=== Begin Enclosure ===

Issue #2019, opened 2026-05-25
MoQ client input


JBRS307:
- [x] Client code: #2099 
- [x] ts-sdk: #2121
- [x] docs: https://github.com/smelter-labs/smelter-website/pull/280

PR #2099, opened 2026-07-01
Added MoQ client input.

JBRS307:
- #2019 

---

For receiving the broadcast it uses exactly the same code as MoQ server input. The `smelter-core/src/pipeline/moq/connection.rs`


smelter-core/src/pipeline/moq/connection.rs
```diff
@@ -56,41 +53,40 @@ struct TrackCtx {
...
-                queue_input,
-                broadcast,
-                should_close,
-            )
-            .await;
+            let broadcast_result =
+                handle_broadcast(ctx, input_ref.clone(), queue_input, broadcast_ctx).await;
             if let Err(error) = broadcast_result {
                 warn!(
                     "broadcast failed: {}",
```
JBRS307: Check this comment, optionally add `receiver` info if relevant

smelter-core/src/protocols/moq.rs
```diff
@@ -51,6 +60,21 @@ pub enum MoqServerError {
...
+#[derive(Debug, thiserror::Error)]
+pub enum MoqClientError {
+    #[error("Invalid MoQ relay URL \"{0}\": {1}")]
+    InvalidUrl(Arc<str>, #[source] url::ParseError),
+
+    #[error("Unsupported MoQ relay URL scheme \"{0}\", only \"https\" is supported.")]
+    InvalidScheme(String),
+
+    #[error("Failed to initialize MoQ client: {0}")]
+    ClientInitFailed(#[source] anyhow::Error),
```
wkozyra95: do not use anyhow in public api

smelter-core/src/pipeline/moq/input/server_input.rs
```diff
@@ -1,12 +1,7 @@
...
 
-use crate::{
-    pipeline::{
-        input::Input,
-        moq::state::{MoqInputStateOptions, MoqServerState},
-    },
-    queue::QueueInput,
-};
+use crate::pipeline::moq::server::state::{MoqServerInputStateOptions, MoqServerState};
+use crate::{pipeline::input::Input, queue::QueueInput};
```
wkozyra95: fix imports

smelter-api/src/input/moq_client.rs
```diff
@@ -0,0 +1,44 @@
...
+#[serde(deny_unknown_fields)]
+pub struct MoqClientInput {
+    /// URL of the MoQ relay to connect to. Must use the `https://` scheme.
+    pub endpoint_url: Arc<str>,
+    /// Path of the broadcast to subscribe to on the relay.
+    pub broadcast_path: Arc<str>,
+    /// (**default=`false`**) Skips validation of the relay's TLS certificate.
+    /// Only enable this on trusted networks — it leaves the connection vulnerable
+    /// to man-in-the-middle attacks.
+    pub disable_tls_verification: Option<bool>,
```
wkozyra95: don't see use case for that, if it is needed for development then global env that disables it on all inputs might make more sense,

smelter-core/src/pipeline/moq/input/client_input.rs
```diff
@@ -0,0 +1,143 @@
...
+    should_close: Arc<AtomicBool>,
+    _session: MoqSession,
+}
+
+impl MoqClientInput {
+    pub fn new_input(
+        ctx: Arc<PipelineCtx>,
+        input_ref: Ref<InputId>,
+        options: MoqClientInputOptions,
+    ) -> Result<(Input, InputInitInfo, QueueInput), InputInitError> {
```
wkozyra95, line 31: stup span with input id and input type so the logs are tagged aproriatlly, make sure to pass them to spawned code too

smelter-core/src/pipeline/moq/input/client_input.rs
```diff
@@ -0,0 +1,143 @@
...
+                }
+            };
+
+            let broadcast_ctx = BroadcastCtx {
+                broadcast,
+                decoders,
+                should_close,
+                endpoint_kind: MoqEndpointKind::Client,
+            };
+            if start_broadcast_handler_task(
```
wkozyra95: refactor this

smelter-core/src/pipeline/moq/input/client_input.rs
```diff
@@ -0,0 +1,143 @@
...
+        )?;
+
+        let input = Self {
+            queue_input: queue_input.downgrade(),
+            decoders: options.decoders,
+            should_close: Arc::new(false.into()),
+            _session: session,
+        };
+
+        input.spawn_broadcast_handler(ctx, input_ref, consumer, options.broadcast_path);
```
wkozyra95: the logic flow here is wierd and I'm not sure if it is needed or just consequence of adding stuf on top of each other without considering entire flow.

- First you run async code with block_on `connect`
- Then you spawn task (without waiting for result)
  - Inside that task you are spawning other task without waitiing for results

smelter-core/src/pipeline/moq/input/client_input.rs
```diff
@@ -0,0 +1,143 @@
...
+use moq_native::ClientConfig;
+use smelter_render::InputId;
+use tracing::{info, warn};
+use url::Url;
+
+use crate::prelude::*;
+
+pub struct MoqClientInput {
+    queue_input: WeakQueueInput,
+    decoders: MoqInputDecoders,
```
wkozyra95:
```suggestion
```
This struct will be store in the pipeline, you added those 2 fields just so you don't have to pass that as arguments, this is not a good approach,

If you want to have struct to simplify the flow then create new private one and implement those methods on it

smelter-core/src/pipeline/moq/input/client_input.rs
```diff
@@ -0,0 +1,148 @@
...
+        let rt = ctx.tokio_rt.clone();
+
+        let span = span!(
+            Level::INFO,
+            "MoQ client input",
+            input_id = input_ref.to_string()
+        );
+        rt.spawn(
+            async move {
+                let broadcast = loop {
```
wkozyra95: let's not do that

smelter-core/src/pipeline/moq/input/connection.rs
```diff
@@ -188,8 +138,15 @@ impl BroadcastHandler {
         let epoch = EpochShared::new();
 
         let single_track_stream = video.is_none() || audio.is_none();
+        let BroadcastCtx {
```
wkozyra95: If you need to unpack it and use in different places in code I would move that to the start, but in general I would prefer accessing fields instead of unpacking

smelter-core/src/pipeline/moq/mod.rs
```diff
@@ -1,9 +1,36 @@
...
-pub(crate) use certificate::SelfSignedTlsError;
+use hang::moq_net::Session;
+use std::{ops::Deref, sync::Arc};
+
+pub use input::{MoqClientInput, MoqServerInput};
+pub(crate) use server::SelfSignedTlsError;
 pub(super) use server::{MoqPipelineState, MoqServer, spawn_moq_server};
-pub use server_input::MoqServerInput;
+
+pub(crate) struct MoqSession {
```
wkozyra95:
```suggestion
pub(super) struct MoqSession {
```
Is Moq session used any higher?

smelter-core/src/pipeline/moq/input/client_input.rs
```diff
@@ -0,0 +1,148 @@
...
+        broadcast_path: Arc<str>,
+        should_close: Arc<AtomicBool>,
+        decoders: MoqInputDecoders,
+        queue_input: WeakQueueInput,
+    ) {
+        let rt = ctx.tokio_rt.clone();
+
+        let span = span!(
+            Level::INFO,
+            "MoQ client input",
```
wkozyra95: You are attaching it only here, but not for connect. You can instead create a span and enter it at the start of the input register, and instead of paasing it via funciton args, get current span and pass it to instrument

smelter-core/src/pipeline/moq/input/connection.rs
JBRS307: I moved that to the start of the function. However, I left the unpacking here as the field names of this sctruct are the same as in the `TrackCtx` struct created in this method from these fields and accessing by fields in that context is ugly.

smelter-core/src/pipeline/moq/input/client_input.rs
JBRS307: solved by extracting to function

smelter-core/src/pipeline/moq/input/client_input.rs
```diff
@@ -0,0 +1,164 @@
...
+}
+
+impl Drop for MoqClientInput {
+    fn drop(&mut self) {
+        self.should_close
+            .store(true, std::sync::atomic::Ordering::Relaxed);
+    }
+}
+
+async fn await_broadcast(
```
wkozyra95:
```suggestion
async fn wait_for_broadcast(
```

smelter-core/src/pipeline/moq/input/client_input.rs
```diff
@@ -0,0 +1,164 @@
...
+
+        let Some((path, Some(broadcast))) = consumer.announced().await else {
+            warn!(%broadcast_path, "MoQ session closed before announcing required broadcast.");
+            return None;
+        };
+
+        if path.as_str().trim_start_matches("/") == broadcast_path.as_ref().trim_start_matches("/")
+        {
+            return Some(broadcast);
+        }
```
wkozyra95:
```suggestion
        let incoming_path = path.as_str().trim_start_matches("/");
        let expected_path = broadcast_path.as_ref().trim_start_matches("/");
        if incoming_path == expected_path {
            return Some(broadcast);
        }
```

wkozyra95 (approved):

PR #2105, opened 2026-07-02
Configurable layout limit

wkozyra95:


smelter-render/src/transformations/layout/shader.rs
```diff
@@ -23,13 +26,27 @@ pub struct LayoutShader {
...
         let scope = WgpuErrorScope::push(&wgpu_ctx.device);
 
+        assert!(
+            SHADER_SOURCE.contains(MAX_LAYOUTS_WGSL_DECLARATION),
+            "MAX_LAYOUTS_COUNT declaration not found in apply_layouts.wgsl"
+        );
+        let shader_source = SHADER_SOURCE.replace(
+            MAX_LAYOUTS_WGSL_DECLARATION,
+            &format!("const MAX_LAYOUTS_COUNT: u32 = {max_layouts_count};"),
+        );
```
jerzywilczek, line 42: there actually is a dedicated way to do this:
https://docs.rs/wgpu/latest/wgpu/struct.PipelineCompilationOptions.html

I think it would be better to use it.

wkozyra95: Apparentlly it has to be a const expression not override expressions

> A variable in the [uniform](https://www.w3.org/TR/WGSL/#address-spaces-uniform) address space is a uniform buffer variable. Its [store type](https://www.w3.org/TR/WGSL/#store-type) must be a [host-shareable](https://www.w3.org/TR/WGSL/#host-shareable) [constructible](https://www.w3.org/TR/WGSL/#constructible) type, and must satisfy the [address space layout constraints](https://www.w3.org/TR/WGSL/#address-space-layout-constraints).

and to be host sharable it has to be [creation-fixed footprint](https://www.w3.org/TR/WGSL/#creation-fixed-footprint)

PR #2107, opened 2026-07-03
[gpu-video] Make `Transcoder` backend agnostic

noituri:


gpu-video/build.rs
```diff
@@ -15,13 +15,25 @@ fn main() {
...
+#[cfg(all(
+    any(
+        windows,
+        all(
+            unix,
+            not(any(target_os = "macos", target_os = "ios", target_os = "emscripten"))
+        )
+    ),
+    feature = "transcoder"
+))]
```
noituri, line 28: :/

gpu-video/src/lib.rs
noituri, line 1: all of those vulkan cfgs can be removed once the metal backend is added. Currently it doesn't compile on macos because `default_backend()` needs to return a value

jerzywilczek (approved):

PR #2109, opened 2026-07-06
[gpu-video] Fall back to a compute-capable queue when no dedicated one exists

fschutt:
## What

`VulkanAdapter` selection requires a queue family that exposes `COMPUTE` without `GRAPHICS` (a dedicated async-compute queue). Devices that only advertise `COMPUTE` on the combined graphics family are rejected in `VulkanAdapter::new` — it returns `None`, so the whole adapter is dropped with "Cannot find a suitable physical device".

NVIDIA Maxwell cards (GTX 950/960/970/980) are the common case: they expose `COMPUTE` only on the graphics family, so they fail this check even though they fully support `VK_KHR_video_decode_h264`.

## Testing

With this patch, I can get GPU Video decoding working on my NVIDIA GTX 960:

image


gpu-video/src/backends/vulkan/vulkan_adapter.rs
```diff
@@ -159,6 +159,19 @@ impl<'a> VulkanAdapter<'a> {
...
+            // combined graphics family, and insisting on a graphics-free
+            // compute queue rejects them even though they otherwise support
+            // video decode.
+            .or_else(|| {
+                queues.iter().enumerate().find(|(_, q)| {
+                    q.queue_family_properties
+                        .queue_flags
+                        .contains(vk::QueueFlags::COMPUTE)
+                })
+            })
```
jerzywilczek: There is a problem with this.
In vulkan, queue access needs to be synchronized by the API user. This means that two threads cannot be submitting to the same queue at the same time. wgpu needs to have a queue, and as far as I remember, it uses family 0, index 0 now (which is the one that supports graphics, compute and transfer). If this fallback happens, wgpu will use the same queue as this one. This would mean that if a user will be submitting on this queue and on wgpu from two separate threads simultaneously, things will break. I think it should be doable to, in case of this fallback, request two queues from this family, and hand one of them to wgpu and the other to gpu-video.

jerzywilczek (changes requested):
Seems doable if we solve this problem

jerzywilczek:
since I'm leaving for holiday tomorrow, @noituri would you take over managing this PR?

noituri:
> since I'm leaving for holiday tomorrow, @noituri would you take over managing this PR?

sure!

fschutt:
Ok its still in progress, haven't forgotten about it

gpu-video/src/backends/vulkan/vulkan_adapter.rs
fschutt: Ok, addressed in https://github.com/software-mansion/smelter/pull/2109/changes/d4930f57d616fd16818811c34f72e212171d1191 

I would try to rebuild azul again to verify it still works after that, but otherwise it should be ready.

gpu-video/src/backends/vulkan/vulkan_device/queues.rs
```diff
@@ -86,27 +86,34 @@ pub(crate) struct QueueIndices<'a> {
...
-            (self.compute.family_index != self.transfer.family_index)
-                .then_some((self.compute.family_index, self.compute.queue_count)),
+            Some((self.compute.family_index, self.compute.queue_count)),
             Some((
                 self.graphics_transfer_compute.family_index,
                 self.graphics_transfer_compute.queue_count,
             )),
         ]
         .into_iter()
         .flatten()
```
noituri, line 107: could you extract the queues to a separate variable and then do `queues.into_iter().flatten()` here?
I think this would be more readable

gpu-video/src/backends/vulkan/vulkan_adapter.rs
```diff
@@ -247,7 +260,13 @@ impl<'a> VulkanAdapter<'a> {
...
                 compute: QueueIndex {
                     family_index: compute_queue_idx,
-                    queue_count: queue_counts[compute_queue_idx] as usize,
+                    // On fallback to wgpu's family, take two queues: index 0 for wgpu,
+                    // index 1 for gpu-video (the fallback guarantees two exist).
+                    queue_count: if compute_queue_idx == graphics_transfer_compute_queue_idx {
+                        2
+                    } else {
+                        queue_counts[compute_queue_idx] as usize
+                    },
```
noituri, line 269: I would just use `queue_counts[compute_queue_idx] as usize` here and change the `graphics_transfer_compute`'s queue count from `1` to `queue_counts[graphics_transfer_compute_queue_idx]`.

This is more consistent with how the current fallback to the `transfer` queue works
(even though requesting all queues is probably suboptimal, but this will get refactored at some point in the future)

gpu-video/src/backends/vulkan/vulkan_device.rs
```diff
@@ -205,6 +205,12 @@ impl VulkanDevice {
                 } else {
                     transfer_queue.clone()
                 }
+            } else if queue_indices.compute.family_index
+                == queue_indices.graphics_transfer_compute.family_index
+                && queue_indices.compute.queue_count > 1
```
noituri, line 210: if you apply the other suggestions, this would also need to change

```suggestion
                && queue_indices.graphics_transfer_compute.queue_count > 1
```

noituri (commented):
Looks great, just couple of nitpicks + make sure the CI checks pass

gpu-video/src/backends/vulkan/vulkan_device/queues.rs
```diff
@@ -86,27 +86,34 @@ pub(crate) struct QueueIndices<'a> {
 
 impl QueueIndices<'_> {
     pub(crate) fn queue_create_infos(&self) -> Vec<QueueCreateInfo> {
-        [
+        // One create info per family, with the max queue_count any role wants;
```
noituri, line 89:
```suggestion
        // One create info per family, with the max queue_count requested for it;
```

a bit more readable i think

=== End Enclosure ===

▸ **WHAT YOU ARE ASKED TO DO**
Only lines with the string "InputId" belong in the answer; copy each of them from the listing.

▸ **PROBLEM SOLUTION**
+        input_ref: Ref<InputId>,
+use smelter_render::InputId;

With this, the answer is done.